Statement of CFTC Commissioner Rostin Behnam on the Final Rule amending the De Minimis Exception to the Swap Dealer Definition—Swaps Entered into by Insured Depository Institutions in Connection with Loans before the Public Meeting
March 25, 2019
Thank you Mr. Chairman. I would like to start by thanking all of the Commission staff who worked to make today’s meeting possible – both those who will be presenting at the table today and those who provided the knowledge and analysis supporting their statements. I will keep this statement brief as I have submitted a statement for publication with the final rule.
Albert Einstein said that, “A clever person solves a problem. A wise person avoids it.”

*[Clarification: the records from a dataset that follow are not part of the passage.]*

PR #228, opened 2024-02-04
book.md: fix bib reference typo for array bounds post

kees:
Removes extra []s around the @Cook2023 bib reference so the URL will render correctly.

- - -
This change is [Reviewable](https://reviewable.io/reviews/llsoftsec/llsoftsecbook/228)

### DIFF
--- a/book.md
+++ b/book.md
@@ -1331,8 +1331,7 @@ will include bounds checks.
 
 Successfully using bounds checking compiler features for a large codebase
 requires substantial effort. An example of this is refactoring the Linux kernel
-to use bounds checks for flexible arrays, as described in [Kees Cook's
-blog]([@Cook2023]).
+to use bounds checks for flexible arrays, as described in [@Cook2023].
 
 There are also hardware-based mitigations for violations of spatial memory
 safety. For example,
--- a/book.bib
+++ b/book.bib
@@ -638,7 +638,7 @@ publisher = {Addison-Wesley Professional},
 
 @Electronic{Cook2023,
   author = {Kees Cook},
-  title  = {Bounded Flexible Arrays in C},
+  title  = {Bounded Flexible Arrays in {C}},
   url    = {https://people.kernel.org/kees/bounded-flexible-arrays-in-c},
   year   = {2023},
 }


book.md
```diff
@@ -1332,7 +1332,7 @@ will include bounds checks.
 Successfully using bounds checking compiler features for a large codebase
 requires substantial effort. An example of this is refactoring the Linux kernel
 to use bounds checks for flexible arrays, as described in [Kees Cook's
-blog]([@Cook2023]).
+blog](@Cook2023).
```
kbeyls, line 1335:
```suggestion
blog](https://people.kernel.org/kees/bounded-flexible-arrays-in-c).
```

kbeyls: Thank you for reporting this @kees !
When I tested locally, just removing the square brackets still resulted in a broken link.
Ultimately, I think the root issue here is mixing citation syntax (starting with `@` syntax) and the markdown syntax to create a regular link.
For this reference, I thought that probably it would be best to have a regular link, as the target is a blog post, rather than a formal citation. Not going with a citation also means that the reader gets taken to your blog post directly rather than having an indirection through the bibliography and having to click a second time to get to the blog post.

Does that seem allright to you?

kbeyls:
Oh - one more question: this project follows all-contributors, see https://github.com/llsoftsec/llsoftsecbook?tab=readme-ov-file#contributors- 
Would you be OK to be added there?

kees:
> Oh - one more question: this project follows all-contributors, see https://github.com/llsoftsec/llsoftsecbook?tab=readme-ov-file#contributors- Would you be OK to be added there?

Ah, cool! Yes, that would be fine. :)

book.md
kees: I was just trying to follow the examples in the rest of the doc. For example, the bib linkage for Aleph's stuff seems to work as expected. It seems without the linkage, the array-bounds blog post doesn't end up appearing at the end of the document either, so I think we should fix it to show up. I noticed others have comments like "leave this with a trailing comma" but I didn't understand what that was about. Is that needed here for some reason?

kees:
Okay, I've actually build tested this now. (I didn't have docker installed, but now I've got it all working.) This appears to be a proper fix now. (Commit has been updated.)

kbeyls:
@all-contributors please add @kees for code

book.md
kbeyls: I'm not sure where those "leave this with a trailing comma" comments come from in the book.bib file. Maybe @g-kouv knows? (Although don't expect an answer soon, I expect Georgia to be offline for a while).

I'm happy either way with having an entry in the bibliography or linking directly. Thanks for fixing this!
I'll be merging this soon.

kees: I experimented with this: a trailing comma means "do not order by surname". So I have no trailing comma and correctly appear as "Cook, Kees" but Aleph One does, and correctly appears as "Aleph One" in the references.

PR #254, opened 2024-07-18
Update bibliography for Dullien2020

BetaRays:
The previous DOI was broken, so I updated the citation data. (This also adds keywords.)

I checked with a quick shell script that other DOIs don’t return 404s, so this should be the only error.

- - -
This change is [Reviewable](https://reviewable.io/reviews/llsoftsec/llsoftsecbook/254)

### DIFF
--- a/book.bib
+++ b/book.bib
@@ -152,7 +152,8 @@ Please keep the comma after the author's name
   volume    = {8},
   number    = {2},
   pages     = {391-403},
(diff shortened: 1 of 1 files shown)


kbeyls:
Thank you for fixing this link and checking all the other DOI links!

kbeyls:
@all-contributors please add @BetaRays for code

PR #263, opened 2025-06-20
Add support for Example and Definitions; enable references them and section headers

kbeyls:
This patch makes it possible to have example divs and definitions divs.
It also contains the necessarily functionality to reference these example and definitions from text.
As part of this same patch, since the functionality is similar, it also enables referring to specific sections.

- - -
This change is [Reviewable](https://reviewable.io/reviews/llsoftsec/llsoftsecbook/263)

### DIFF
--- a/theme/fignos.lua
+++ b/theme/fignos.lua
@@ -2,27 +2,93 @@
 -- similarly to how https://github.com/tomduck/pandoc-fignos works.
 -- pandoc-fignos is no longer maintained, therefore, we re-implement
 -- the functionality of it that we depend on in our own filter here.
--- local logging = require 'theme/html/logging'
+-- Additionally, this filter also converts references to examples,
+-- definitions and section headers.
 
-figure_counter = 0;
-label2id = {};
+-- This filter follows roughly the following processing steps:
+-- 1. Figures are first-class objects in pandoc. Examples and definitions
+--    are divs with classes "example" and "definition".
+--    Their captions are stored in the "caption" attribute on the div.
+-- 2. The filter iterates through each figure, example, definition and section
+--    header and assigns a number (or hierarchical number, e.g. "2.1.3.5" for
+--    section headers) to each of them, and stores the number in the "count"
+--    attribute on the object.
+-- 3. - For figures, it adds "Figure x: " to the caption, with x being the
+--      number assigned in the previous step.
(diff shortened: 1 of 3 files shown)


kbeyls (commented):
Here are a few example that show what this script produces.

1. Example environment
  For the following markdown source code:
  ```
Probably the main reason why some CFI schemes put all C functions in a single
equivalence class, is that real-world C code bases often incorrectly implicitly
cast one C function pointer type to another. Example @ex:qsort-cfi shows an example.

::: {.example #ex:qsort-cfi 
     caption="C code mixing different function pointer types"}

`` `c
#include <stdlib.h>
int cmp_long(const long *a, const long *b) { return *a < *b; }
long sort_array(long *arr, long size) {
  /* The prototype of qsort is:
     void qsort(void *base, size_t nmemb, size_t size,
                int (*compar)(const void *, const void *)); */
  qsort(arr, size, sizeof(long), &cmp_long);
  return arr[0];
}
`` `

In this example, the function `cmp_long` has a different signature than the
function pointer type expected by `qsort`.

This code will run under CFI schemes that put all C functions in a single
equivalence class, but will fail under CFI schemes that partition C functions
based on their signature.

:::
```
  produces the following in the HTML output:

and the following in the Latex/PDF output:


> *[Reviewable](https://reviewable.io/reviews/llsoftsec/llsoftsecbook/263#-:-OTBqHNI7jPoBjB_yyRa:by3f6f2)* status: 0 of 3 files reviewed, 1 unresolved discussion

___
*[a discussion](https://reviewable.io/reviews/llsoftsec/llsoftsecbook/263#-OTBrQnE6vHc_ZSfYew_:-OTBrQnE6vHc_ZSfYewa:b-u0dgvb) (no related file):*
An example of a section header reference is:
```
A software-only implementation is the clang shadow stack, which is explained in
more detail in section @sec:clang-shadow-stack.

...

##### Clang Shadow Stack {#sec:clang-shadow-stack}

Clang also implements a backward-edge CFI scheme known as [Shadow
Stack](https://clang.llvm.org/docs/ShadowCallStack.html)\index{shadow stack}.
...
```

In the HTML output, this produces:


In the Latex/PDF output, this produces:

JLouisKaplan-Arm (approved):
LGTM.

(Reviewing directly in GitHub as `reviewable` did not seem to be working when I tried.)

PR #270, opened 2025-08-05
Copy-edit: pedantry about NULL versus NUL.

statham-arm:
'NULL' is the idiom in C for describing a null _pointer_: something that is the size of a machine word and used to indicate the absence of an address of memory elsewhere.

The term for the zero _character_ code, used to terminate strings in C, is 'NUL' (as defined by ANSI X3.4).

- - -
This change is [Reviewable](https://reviewable.io/reviews/llsoftsec/llsoftsecbook/270)

### DIFF
--- a/book.md
+++ b/book.md
@@ -620,15 +620,16 @@ fake call stack somewhere else, for example on the heap, and use a primitive
 that changes the stack pointer's value instead. This is known as stack
 pivoting\index{stack pivoting}.
 
-Note that this fake call stack contains NULL bytes, even without considering
+Note that this fake call stack contains zero bytes, even without considering
 the exact values of the various return addresses included. An overflow bug that
 is based on a C-style string operation would not allow an attacker to replace
 the stack contents with this fake call stack in one go, since C-style strings
-are null-terminated and copying the fake stack contents would stop once the
-first NULL byte is encountered. The ROP chain would therefore need to be
-adjusted so that it doesn't contain NULL bytes, for example by initially
-replacing the NULL bytes with a different byte and adding some more gadgets to
-the ROP chain that write zero to those stack locations.
+are [null-terminated](https://en.wikipedia.org/wiki/Null-terminated_string) and
+copying the fake stack contents would stop once the first zero byte is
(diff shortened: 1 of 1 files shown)


book.md
```diff
@@ -620,14 +620,14 @@ fake call stack somewhere else, for example on the heap, and use a primitive
 that changes the stack pointer's value instead. This is known as stack
 pivoting\index{stack pivoting}.
 
-Note that this fake call stack contains NULL bytes, even without considering
+Note that this fake call stack contains NUL bytes, even without considering
 the exact values of the various return addresses included. An overflow bug that
 is based on a C-style string operation would not allow an attacker to replace
 the stack contents with this fake call stack in one go, since C-style strings
 are null-terminated and copying the fake stack contents would stop once the
```
kbeyls, line 627: Thank you for taking the effort to correct this!
I'm assuming many readers might not be aware of the difference between NUL and NULL/null....
Maybe adding a link to https://en.wikipedia.org/wiki/Null-terminated_string might be worthwhile for those who want to know more?

Maybe putting the link on "null-terminated" might make most sense? :
```
are [null-terminated](https://en.wikipedia.org/wiki/Null-terminated_string) and copying...
```

statham-arm:
> I'd rather change the text to avoid C terminology (especially if unfamiliar to some readers), since ROP does not just apply to C code

Ah, I should have been clearer in the commit message! ANSI X3.64 isn't anything to do with C. It's the standard for ASCII. The name NUL (along with other well-known names for control characters like CR, LF, BS and ESC, plus many more obscure ones like CAN, SUB, STX, NAK, DCS etc) is defined in the ASCII character set.

But perhaps that makes it even more obscure. I agree that "zero byte" is an improvement.

g-kouv (approved):
LGTM, thanks!

> Reviewed 1 of 1 files at r2, all commit messages.
> *[Reviewable](https://reviewable.io/reviews/llsoftsec/llsoftsecbook/270#-:-OWubwnWEBJSc4Df5B2Q:b1bqdmn)* status: all files reviewed, 1 unresolved discussion (waiting on @statham-arm)

PR #390, opened 2021-11-18
Add email to the description of the job

jordimassaguerpla:
This way it is easier to identify which is yours


jordimassaguerpla:
@srbarrios jfyi. I am merging it since it is a minor thing.

PR #395, opened 2021-11-19
Adjust 'install_salt_bundle' parameter to hosts

meaksh:


juliogonzalez (commented):
Can you make install_salt_bundle = False, so it's explicit, for the Ubuntu minions?

meaksh:
The suggestion is already added at https://github.com/SUSE/susemanager-ci/commit/1bebb2f5446330fc21c508cb9448b3ebd8d628ab

PR #402, opened 2021-11-25
Two new exports, and used loops

Bischoff:
2 exports tested to work for aarch64


srbarrios (commented):
LGTM.
Maybe as refactor, do it in python using a dictionary :P

Bischoff:
> LGTM. Maybe as refactor, do it in python using a dictionary :P

I'm not sure `script()` function of HCL can start python.

PR #407, opened 2021-12-01
Acceptance tests at PR: Publish even if not build

jordimassaguerpla:
Because the repository is in a directory that depends on the
environment. If we do not publish, previous builds might be on a
different repository, so you need to publish for this environment for
the packages to be available.


srbarrios (approved):
Don't really get it :)
I just trust you

PR #417, opened 2021-12-02
Add info on lock

jordimassaguerpla:
This is to have more information on the environments. Let's store who is using it and for what PR. Also, let's put some extra info in jenkins about  it.

PR #418, opened 2021-12-02
WIP: Manage locks cleanup

jordimassaguerpla:
This goes after https://github.com/SUSE/susemanager-ci/pull/417


jordimassaguerpla:
@srbarrios This adds 2 beta parameters for keeping the build "overnight" and "over the weekend", which means 24h and 72h. If you select any of them, you will get all other builds from the same email unlocked.

Not perfect, because if they get unlocked but the job is still running, you could get the job run on that environment... so I think we should rethink this one.

jordimassaguerpla:
Closing. I don't like this idea. We could be removing locks for builds that are running and then this could be a mess with new builds.

PR #419, opened 2021-12-02
Add custom header when deploying

jordimassaguerpla:
This PR adds a custom header in the server web pages, to show that this is a test environment, who started and when to expect this to be removed. All this information is very useful because the same environment would be reused later for another user and you want to know if it is still the environment you deployed for you to debug, or if this is a new environment. This is more relevant now that we keep them for 24h, because it can be handy to know when the 24h had passed.


jordimassaguerpla:
we see now this

image

If we run "spacewalk-service restart" after the "deploy" phase. I run the command manually via ssh.

We could add that at the "remote-exec".

jordimassaguerpla:
This is how it looks 

image


image

jordimassaguerpla:
@srbarrios Can you review this one?

jordimassaguerpla:
See the text states

"In case of FAILURE you can access the environment until XXXXX"

I am using terraform to change the "custom header" to include this information. This is happening on deploy time, so I can't know if tests have failed at this point, this is why I added the text "In case of FAILURE".

I tried injecting javascript code to have a count down, but it did not worked for the login page.

jordimassaguerpla:
@srbarrios I could try instead running a command at the end of the pipeline using for example paramiko https://www.paramiko.org/

srbarrios (changes requested):
Better merge https://github.com/SUSE/susemanager-ci/pull/431

PR #429, opened 2021-12-17
Preparing BV 4.3

srbarrios:
Depends on https://gitlab.suse.de/galaxy/infrastructure/-/merge_requests/461

### DIFF
--- a/terracumber_config/tf_files/SUSEManager-4.3-build-validation.tf
+++ b/terracumber_config/tf_files/SUSEManager-4.3-build-validation.tf
@@ -1,7 +1,7 @@
 // Mandatory variables for terracumber
 variable "URL_PREFIX" {
   type = string
-  default = "https://ci.suse.de/view/Manager/view/Manager-4.2/job/manager-4.2-qa-build-validation"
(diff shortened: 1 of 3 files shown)


terracumber_config/tf_files/SUSEManager-4.3-build-validation.tf
```diff
@@ -0,0 +1,1387 @@
...
+  required_providers {
+    libvirt = {
+      source = "dmacvicar/libvirt"
+      version = "0.6.3"
+    }
+  }
+}
+
+provider "libvirt" {
+  uri = "qemu+tcp://caladan.mgr.prv.suse.net/system"
```
ktsamis, line 88: I think we need to find new servers for this BV deployment

ktsamis (approved):
Except the hypervisors that we can change later, looks great :)

terracumber_config/tf_files/SUSEManager-4.3-build-validation.tf
ktsamis: Eric will create the new servers and change these lines and then we merge

Bischoff: After discussion, merging first, and adding the servers after

PR #434, opened 2022-01-12
Use mirrored images of xen and kvm as workaround of the recurrent issue with official mirrors

srbarrios:
This PR fix the workaround made by Cédric and Jordi some days ago, so we inject the variables not from the module but directly at top of main.tf


Bischoff:
Admitting this works, this is only a workaround.

I would suggest to revert this PR, and to address the real issue, which I think is that those variables are not passed on from testsuite module to virthost module.

PR #441, opened 2022-01-21
Increase git timeout pr

maximenoel8:
Currently, git clone timeout is by default set to 10 minutes. 
To clone uyuni project, you need around 20 minutes so jenkins jobs are always failing because of this 10 minutes timeout.

This PR increase the default timeout from 10 minutes to 30 minutes.

/!\ **This PR by itself will not fix the issue**, this variable need to be added when starting the jenkins agent ( in uyuni PR case : `jenkins-worker-prs.mgr.prv.suse.net` ) : 
` -Dorg.jenkinsci.plugins.gitclient.Git.timeOut=30` 

During my tests, cloning uyuni repository in Jenkins works with this agent configuration :

`/usr/bin/java -Djava.util.logging.config.file=/usr/share/java/logging-swarm-client.properties  -Dorg.jenkinsci.plugins.gitclient.Git.timeOut=30 -jar /usr/share/java/swarm-client-jar-with-dependencies.jar -master https://ci.suse.de/ -username manager -password linux -labels pull-request-test -executors 12 -name manager-jenkins-worker-prs -fsroot /home/jenkins/jenkins-build/ -disableSslVerification -disableClientsUniqueId -mode exclusive` 

I was not able to add the variable to `manager-jenkins-worker-prs` because when I kill the process, it automatically restarts and I don't have access to Jenkins configuration.

### DIFF
--- a/jenkins_pipelines/environments/common/pipeline-pull-request.groovy
+++ b/jenkins_pipelines/environments/common/pipeline-pull-request.groovy
@@ -75,8 +75,8 @@ def run(params) {
                         //      Inside userRemoteConfigs add credentialsId: 'github'
                         checkout([  
                                     $class: 'GitSCM', 
-                                    branches: [[name: "pr/${params.pull_request_number}"]], 
-                                    extensions: [[$class: 'CloneOption', depth: 1, shallow: true]],
+                                    branches: [[name: "pr/${params.pull_request_number}"]],
+                                    extensions: [[$class: 'CloneOption', depth: 1, shallow: true, timeout: 30]],
                                     userRemoteConfigs: [[refspec: '+refs/pull/*/head:refs/remotes/origin/pr/*', url: "${pull_request_repo}"]],
                                     extensions: [
                                     [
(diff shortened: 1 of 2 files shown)


srbarrios (changes requested):
Please, let's close this PR.
We can't afford to wait 30min for something that should only take 3-4min

juliogonzalez (commented):
> Please, let's close this PR. We can't afford to wait 30min for something that should only take 3-4min

I agree this is not the proper fix: a shallow clone with depth 1 should not take that much time.

Under other circumstances, I'd say this can be merged as a workaround, but if we need to change configs in other places, then I think it's best to wait while our team is debugging this.

jordimassaguerpla:
> > Please, let's close this PR. We can't afford to wait 30min for something that should only take 3-4min
> 
> I agree this is not the proper fix: a shallow clone with depth 1 should not take that much time.
> 
> Under other circumstances, I'd say this can be merged as a workaround, but if we need to change configs in other places, then I think it's best to wait while our team is debugging this.

Closing.
Thanks @maximenoel8 in any case.

PR #446, opened 2022-01-25
Do not use openSUSE official repos

jordimassaguerpla:
We are having trouble with the official repos. From time to time there
is an error. Thus, let's not use them at all.

Use minima mirror instead of download.opensuse.org

This is to minimize depending on external infrastructure such as
openSUSE mirrors

### DIFF
--- a/terracumber_config/tf_files/Uyuni-PR-tests-env1.tf
+++ b/terracumber_config/tf_files/Uyuni-PR-tests-env1.tf
@@ -168,10 +168,17 @@ module "cucumber_testsuite" {
       provider_settings = {
         mac = "aa:b2:92:04:00:01"
       }
+      additional_repos_only = true
       additional_repos = {
         pull_request_repo = var.PULL_REQUEST_REPO,
         master_repo = var.MASTER_REPO,
         master_repo_other = var.MASTER_OTHER_REPO,
+        Update_repository_of_openSUSE_Backports = "http://minima-mirror.mgr.prv.suse.net/update/leap/15.3/backports/",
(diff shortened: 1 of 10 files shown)


jordimassaguerpla:
For this to work we need to update opensuse153-ci-pr  in the hypervisors. The image has already been updated and published in obs, we just need to make sure it is downloaded on each hypervisor.

srbarrios (approved):
LGTM.
Just be sure that those additional repos will not collide with repositories already added by sumaform in salt states. If not, all good.

jordimassaguerpla:
I am seeing an error on a package (lvm2) is not found in minima-mirror sle-updates. Seems this is not the solution.

`File './x86_64/lvm2-2.03.05-8.36.1.x86_64.rpm' not found on medium 'http://minima-mirror.mgr.prv.suse.net/update/leap/15.3/sle/'`

jordimassaguerpla:
> I am seeing an error on a package (lvm2) is not found in minima-mirror sle-updates. Seems this is not the solution.
> 
> `File './x86_64/lvm2-2.03.05-8.36.1.x86_64.rpm' not found on medium 'http://minima-mirror.mgr.prv.suse.net/update/leap/15.3/sle/'`

@moio Hi! Can you help us with this one? I don't get why the metadata is wrong in the minima-mirror.

moio:
@jordimassaguerpla I suggest you to check the repo metadata upstream, using _the same mirror minima used_ to download it.

Unfortunately, it's not the first time when we see that minima was actually doing its job well, but the upstream repo was just corrupt on the mirror.

Let me know if you discover that the upstream mirror is fine, but minima broke the repo while downloading.

PR #453, opened 2022-02-01
Add sonarqube pipeline

cbosdo:
Add a Sonarqube pipeline


jenkins_pipelines/environments/common/pipeline-sonarqube.groovy
```diff
@@ -0,0 +1,30 @@
+def run(params) {
+    stage('Clone project') {
+        git url: params.git_repo, branch: params.git_branch
+        dir ("uyuni") {
+            checkout scm
+        }
```
srbarrios, line 6: You don't need this. This will checkout susemanager-ci repository, as far as I understand you don't need it.
It's just fine with your previous line.

srbarrios:
OK, that's the groovy part that will be included in your pipeline.
Now you need your pipeline, so you pass the parameters, use as example:
https://github.com/SUSE/susemanager-ci/blob/master/jenkins_pipelines/environments/uyuni-master-infra-reference-NUE

jenkins_pipelines/environments/common/pipeline-sonarqube.groovy
cbosdo: OK

PR #473, opened 2022-02-16
Use cobbler MU for 4.1 and 4.2 CI

ktsamis:
This will be reverted after testing.


ktsamis:
this was used in jenkins, we run against the fork and branch. These MUs are tested and approved now so closing

PR #854, opened 2023-05-04
Refactor BV to have stage always apparent

maximenoel8:
### What does this PR change ?
Move the if condition inside the stage definition to have the stage always visible even when skip.
Split `Prepare stage` into stages corresponding to Jenkins parameters for Proxy and Monitoring.
Add node name into generic stage name.

### DIFF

Today, the Commission is voting to finalize a rule that purports to resolve longstanding concerns with the IDI loan-related swap exclusion referred to in today’s final rule as the “IDI Swap Dealing Exclusion.” The IDI Swap Dealing Exclusion codifies part of the statutory swap dealer definition in section 1a(49)(A) of the Commodity Exchange Act that was jointly adopted with the Securities and Exchange Commission as paragraph (5) to the regulatory swap dealer definition. This is not to be confused with the IDI De Minimis Provision being finalized today, which establishes an alternative to the exclusion, absent SEC coordination, that in purpose and effect, revises the scope of activity that constitutes swap dealing.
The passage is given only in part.